Hi,Is it possible to create a custom instruction that uses more than two inputs, or alternatively load all the inputs serially into registers I have implemented on my hardware? I am creating a piece of hardware to sort an array and I would like to load all the contents of the array into registers I have in my hardware. Thanks
A custom instruction is limited to two 32bit inputs (and one output) because of the design of the nios cpu - that can't change.What you do with the values and the other other register fields is rather up to your imagination... If you write a non-combinatorial instruction (and make sure that only one thread uses the hardware at a time) you can save state between instructions. So if 'writerc' is 0, you can use the 'C' bits as a sub-opcode (rather than a register number) - so maybe 'load first', 'load next', 'load last' ? Similarly you can use 'readrb' of 0 to indicate other special actions. However loading data via the nios is probably slow - if you really need a sort accelerator you probably need to give it an Avalom master interface so it can directly access the data in memory.
Perhaps this would work best for for you:- Custom hardware accelerator with two masters (one read and one write) - Dual port on-chip RAM with the accelerator masters connected each port - Slave port that you poke new data into the sorted list - Each time a new value comes in you start at the *end* of your list searching backwards to find the spot to insert it - While the step above is happening you use the write port to start moving the read data one memory location further in memory You could also reverse the data order and work your way up in memory addresses too (that would work better if you decided to put your data into SDRAM for example). This will only work efficiently up to a certain point. If you are talking about sorting really big lists of data there are better ways to do this. What I suggest above is O(n) whereas there are O(log2(n)) ways to do this sort of thing which would scale better as the data set grows. Technically you could do this with a custom instruction but you are limiting your possiblities that way, at least with a masting component you can put your data in any memory you want.
Up on the Altera documentation page go to the Nios II section and there should be a document called "custom instruction user guide"... or something along those lines. I suspect that docs like that might get sucked into the main software developer manual at some point so if someone reads this a year from now .... well now you know where it went :)Like DSL and I mentioned in previous notes, if your hardware has a lot of inputs it probably makes more sense for those to live in memory and have your hardware master that memory instead. Custom instructions are good for quick computations with a small data set but they'll have diminishing returns of your software spends all it's time shoving operands to the custom instruction through a series of calls to the hardware.

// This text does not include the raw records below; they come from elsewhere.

PR #2093, opened 2026-06-29
Added `ffmpeg_options` to HLS output.

### LINKED ISSUE #2092: Add fMP4 (CMAF) segment support to HLS output
The HLS output currently emits MPEG-TS segments only. Add an option (e.g. segment_type: "mpeg_ts" | "fmp4", default mpeg_ts) on HlsOutput so segments can be fMP4/CMAF.

Why it touches the encoder
fMP4/ISOBMFF requires AVCC H.264 (length-prefixed NALUs + avcC), whereas MPEG-TS uses Annex-B. We write encoded packets straight to the muxer with no bitstream filter, so the encoder output must match the container. Today bitstream_format is hardcoded to AnnexB (hls_into.rs:100,116). For fMP4 it must be Avcc, derived from the new option (fmp4 ⟹ Avcc, mpeg_ts ⟹ AnnexB).

Note: the hardcoded segment_format/segment_list_* options in `hls_output.rs:79` are segment-muxer options and are ignored by the hls muxer.

JBRS307:
- Closes #2092

### DIFF
--- a/smelter-core/src/pipeline/hls/hls_output.rs
+++ b/smelter-core/src/pipeline/hls/hls_output.rs
@@ -75,14 +75,16 @@ impl HlsOutput {
             None => None,
         };
 
-        // 0 means no list size limit
-        let list_size = options.max_playlist_size.unwrap_or(0).to_string();
         let mut ffmpeg_options = FfmpegOptions::from(&[
             ("segment_format", "mpegts"),
             ("segment_list_type", "m3u8"),
             ("segment_list_flags", "cache+live"),
             ("hls_flags", "delete_segments"),
-            ("hls_list_size", list_size.as_str()),
+            (
+                "hls_list_size",
+                // 0 means no list size limit
+                &options.max_playlist_size.unwrap_or(0).to_string(),
+            ),
         ]);
         ffmpeg_options.append(&options.raw_options);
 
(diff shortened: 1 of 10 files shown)


ts/smelter/src/api.generated.ts
JBRS307, line 1: MoQ changes here where added with auto generation. I will add MoQ fully to the `ts-sdk` only after the server input is completed.

smelter-core/src/pipeline/hls/hls_output.rs
```diff
@@ -75,20 +75,19 @@ impl HlsOutput {
...
             ("segment_format", "mpegts"),
             ("segment_list_type", "m3u8"),
             ("segment_list_flags", "cache+live"),
             ("hls_flags", "delete_segments"),
-            (
-                "hls_list_size",
-                // 0 means no list size limit
-                &options.max_playlist_size.unwrap_or(0).to_string(),
-            ),
+            ("hls_list_size", list_size.as_str()),
```
wkozyra95: Not a strong opinion, but I prefer the original structure

ts/smelter/src/api.generated.ts
```diff
@@ -76,6 +76,27 @@ export type RegisterInput =
        */
       side_channel?: SideChannel | null;
     }
+  | {
```
wkozyra95: revert moq changes

wkozyra95 (approved):

PR #2094, opened 2026-06-29
Added `vp8` and `vp9` to MoQ server input.

JBRS307:
- #2009 

---

One word about API for `decoder_map`. It mirrors the RTMP server input, i. e. Only one option for `h264` which chooses software vs hardware decoding. If this option is set and detected codec is vp8 or vp9 it will be ignored and take no effect.

### DIFF
--- a/smelter-core/src/pipeline/moq/connection.rs
+++ b/smelter-core/src/pipeline/moq/connection.rs
@@ -380,17 +380,31 @@ fn spawn_video_decoder(
     video: &VideoTrack,
     frame_sender: QueueSender<Frame>,
 ) -> Result<DecoderThreadHandle, MoqConnectionError> {
-    let transformer = match (&video.description, &video.codec, &video.container) {
-        (None, VideoCodec::H264, Container::Cmaf(_)) => {
-            return Err(MoqConnectionError::MissingAvcc);
-        }
-        (Some(desc), VideoCodec::H264, _) => {
-            let h264_config = H264AvcDecoderConfig::parse(desc.clone())
-                .map_err(|_| MoqConnectionError::InvalidAvcc)?;
+    let (decoder_opt, transformer) = match &video.codec {
+        VideoCodec::H264 => {
+            let transformer = match (&video.description, &video.container) {
+                (None, Container::Cmaf(_)) => {
+                    return Err(MoqConnectionError::MissingAvcc);
+                }
+                (Some(desc), _) => {
+                    let h264_config = H264AvcDecoderConfig::parse(desc.clone())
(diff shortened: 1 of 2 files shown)


smelter-core/src/pipeline/moq/connection/catalog.rs
```diff
@@ -115,8 +117,8 @@ fn find_first_video(video: &hang::catalog::Video) -> Result<Option<VideoTrack>,
         CatalogContainer::Loc => Container::Loc,
     };
 
-    let description = match (&config.description, &container) {
-        (None, Container::Cmaf(wire)) => match extract_codec_description(wire) {
+    let description = match (&config.description, &codec, &container) {
+        (None, VideoCodec::H264, Container::Cmaf(wire)) => match extract_codec_description(wire) {
```
wkozyra95: This looks weird, for me it signals that you are doing it in the wrong place. It seems to me that optimal logic would be to run extract codec always and just put return value inside. And handle None/Some when spawning decoder

There is no clear signal why is only called for h264

smelter-core/src/pipeline/moq/connection.rs
```diff
@@ -404,15 +400,18 @@ fn spawn_video_decoder(
         input_buffer_size: MOQ_MAX_BUFFER,
     };
 
-    let h264_decoder = match decoders.h264 {
-        Some(decoder) => decoder,
-        None => match ctx.graphics_context.has_vulkan_decoder_support() {
-            true => VideoDecoderOptions::VulkanH264,
-            false => VideoDecoderOptions::FfmpegH264,
-        },
+    let decoder_opt = match &video.codec {
```
wkozyra95: look at entire function, you have here 3 steps where each of them is doing custom logic per codec

smelter-core/src/pipeline/moq/connection/catalog.rs
```diff
@@ -115,15 +117,15 @@ fn find_first_video(video: &hang::catalog::Video) -> Result<Option<VideoTrack>,
...
     };
 
-    let description = match (&config.description, &container) {
-        (None, Container::Cmaf(wire)) => match extract_codec_description(wire) {
-            Ok(desc) => Some(desc),
+    let description = match &config.description {
+        Some(desc) => Some(desc.clone()),
+        None => match extract_codec_description(&container) {
+            Ok(desc) => desc,
             Err(error) => {
```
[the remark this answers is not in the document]
JBRS307: May sound scary but is wrong. It is handled in the `handle_video_track` or `handle_audio_track`. If this happens smelter will not subscribe to failing track, if the other track is configured properly it will play.

wkozyra95 (approved):

PR #2097, opened 2026-06-30
Do not block V4L2 input registration on the first frame

ackanir:
The V4L2 registration path dequeued and discarded the first frame inline before returning.

1. This tied two concerns: registering the device vs reading frames from it.
2. The DQBUF runs on the caller thread and blocks until the device delivers a frame. A device that opens and STREAMONs but never produces one (a marginal USB capture, a capture card with no input signal) wedges the caller indefinitely.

I am doing edge dedection on nios2. I have done it without using custom instruction. now i want to do it with custom instruction and i want to pass 8 inputs to custom instruction. I am not getting enough material like what to do when you have multiple inputs . So can you give me little bit guidance regarding this _?Thanks
You'll either need to use the internal register file or consume multiple custom instructions to pass the information. I don't recall the internal register file having macro support so I typically use use the 'n' bus input to perform different operations with the same hardware. For example n = 0 you can pass the first two input, n = 1 you can pass the next to inputs, etc.... n = 3 pass the last two inputs and execute the edge detect and return a value. Again the custom instruction user guide documents all this stuff so I would read it since we aren't going to type 40+ pages worth of information into a forum post.Edge detection is typically something you operate across an entire frame so performing this operation with a series of custom instruction calls seems inefficient to me. I would have an edge detection block that fetches the entire frame from memory and performs all the operations at once then returns the result to the processor instead of having the processor sending this work to the hardware a piece at a time.